We allocated the patients to the following three groups: group A comprised 75 patients who underwent ORC with conventional recovery after surgery (CRAS) between June 2010 and June 2017, group B comprised 47 patients who underwent ORC with ERAS starting in July 2017, and group C comprised 21 patients who underwent eRARC with ERAS starting in June 2018. The institutional review board approved the study (approval number 712).
Surgical procedures
ORC
After a suprapubic to infraumbilical skin incision, a retrograde and retroperitoneal approach was taken, with the peritoneum being opened just before specimen removal. The prostate and seminal vesicles in men and the uterus and anterior vaginal wall in women were also extracted. Pelvic lymph node dissection, whose extent was determined at the surgeon’s discretion, was ordinarily performed below the level of the common iliac artery. The surgeon’s experience varied from fellowship to expert, but at least one well-experienced surgeon attended each operation.
RARC
RARC was performed with a da Vinci Si, X, or Xi surgical robot (Intuitive Surgical, Sunnyvale, CA, USA) and six ports. The surgical maneuvers were identical to those in ORC, but an antegrade and transperitoneal approach was used. Before attempting RARC, every surgeon had performed over 30 robot-assisted radical prostatectomies. All patients were operated on consecutively starting with the initial implementation of RARC.
Urinary diversion
To construct an ileal conduit, a 60 mm Endo GIA stapler (Covidien, Dublin, Ireland) was used to isolate a 15–20 cm segment of the ileum 10–15 cm from the oral side of the cecum valve. The stapler was also used to create the functional end-to-end ileal–ileal anastomosis; the Nesbit or Wallace method with ureteral stents was used to create the ureteroileal anastomosis. In RARC, an extra 5 cm skin incision was added to extirpate the specimen and construct the ileal conduit.
Perioperative protocol
ERAS was formally introduced in July 2017 [15]. However, parts of its preoperative counseling, education, and medical optimization had been applied before that. No anesthesiologist was dedicated to RC procedures; therefore, intraoperative anesthesia was managed by the attending anesthesiologist in each case. Table 1 lists the changeover from conventional recovery to ERAS.
Data extraction
The demographic data collected for patients included age, sex, body mass index (BMI), American Society of Anesthesiologist physical status (ASAPS), prior abdominal surgery, prior pelvic radiotherapy, and neoadjuvant chemotherapy. Operative data, such as operation time and use of transfusion were also extracted.

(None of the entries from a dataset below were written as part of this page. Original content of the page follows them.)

PR #8767, opened 2023-10-05
tests/browser.migration: compare version parts as numbers not strings

alxndrsn:
### Current `master` implementation:

```js
> versionGte('PouchDB v9.0.0', '8.0.0')
true
> versionGte('PouchDB v10.0.0', '8.0.0')
false
```

### This PR implementation:

```js
> versionGte('PouchDB v9.0.0', '8.0.0')
true
> versionGte('PouchDB v10.0.0', '8.0.0')
true
```

### DIFF
--- a/tests/integration/browser.migration.js
+++ b/tests/integration/browser.migration.js
@@ -1170,9 +1170,9 @@ describe('migration', function () {
 function versionGte(scenario, minimumRequired) {
   const match = scenario.match(/^PouchDB v([.\d]+)$/);
   if (!match) { return false; }
-  const actual = match[1].split('.');
+  const actual = match[1].split('.').map(Number);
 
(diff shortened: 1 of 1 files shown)


garethbowen (approved):
Nice catch!

Might be worth using [semver](https://www.npmjs.com/package/semver), but I'll leave that up to you.

alxndrsn:
> Might be worth using [semver](https://www.npmjs.com/package/semver), but I'll leave that up to you.

Possibly, but we can't just `require()` deps in the integration tests & I'd rather not add extra dependencies as they are currently minimal: https://github.com/pouchdb/pouchdb/blob/2dfadd174b58f6fe439a97e62cf3dacea010198d/tests/integration/index.html#L10-L13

Complications were graded using the Clavien–Dindo classification version 2.0, with a complication greater than grade 3 defined as a major complication. All patients were followed postoperatively for at least 90 days.
Outcome measures
The primary endpoint was LOS. The secondary endpoint was the 90-day postoperative complication rate, including overall complications, major complications, paralytic ileus, and miscellaneous gastrointestinal (GI) complications, such as bowel obstruction and anastomosis failure.
Statistical analysis
The Fisher exact test was used to compare categorical variables. Whereas, the Kruskal–Wallis test was used to compare continuous variables. Categorical variables are reported as frequencies and percentages, and continuous variables are reported as medians with an interquartile range.
In outcome analyses, LOS and complication rates were first compared between the groups.
Next, pairs of groups were compared (group A vs. group B and group B vs. group C) to estimate the outcome improvement resulting from ERAS and eRARC individually. Specifically, the differences in LOS after ERAS or eRARC were evaluated in a linear regression model. The odds ratios (OR) for complications were evaluated in logistic regression models, comparing values from, before, and after implementing ERAS or eRARC. Finally, univariate and multivariate analyses were performed to assess the contributions of ERAS and eRARC to outcomes.
All statistical analyses were performed using the EZR software (Saitama Medical Center, Jichi Medical University, Saitama, Japan), a graphical user interface for R software (The R Foundation for Statistical Computing, Vienna, Austria) [16]. All P values are two-sided, and P < 0.05 was considered statistically significant.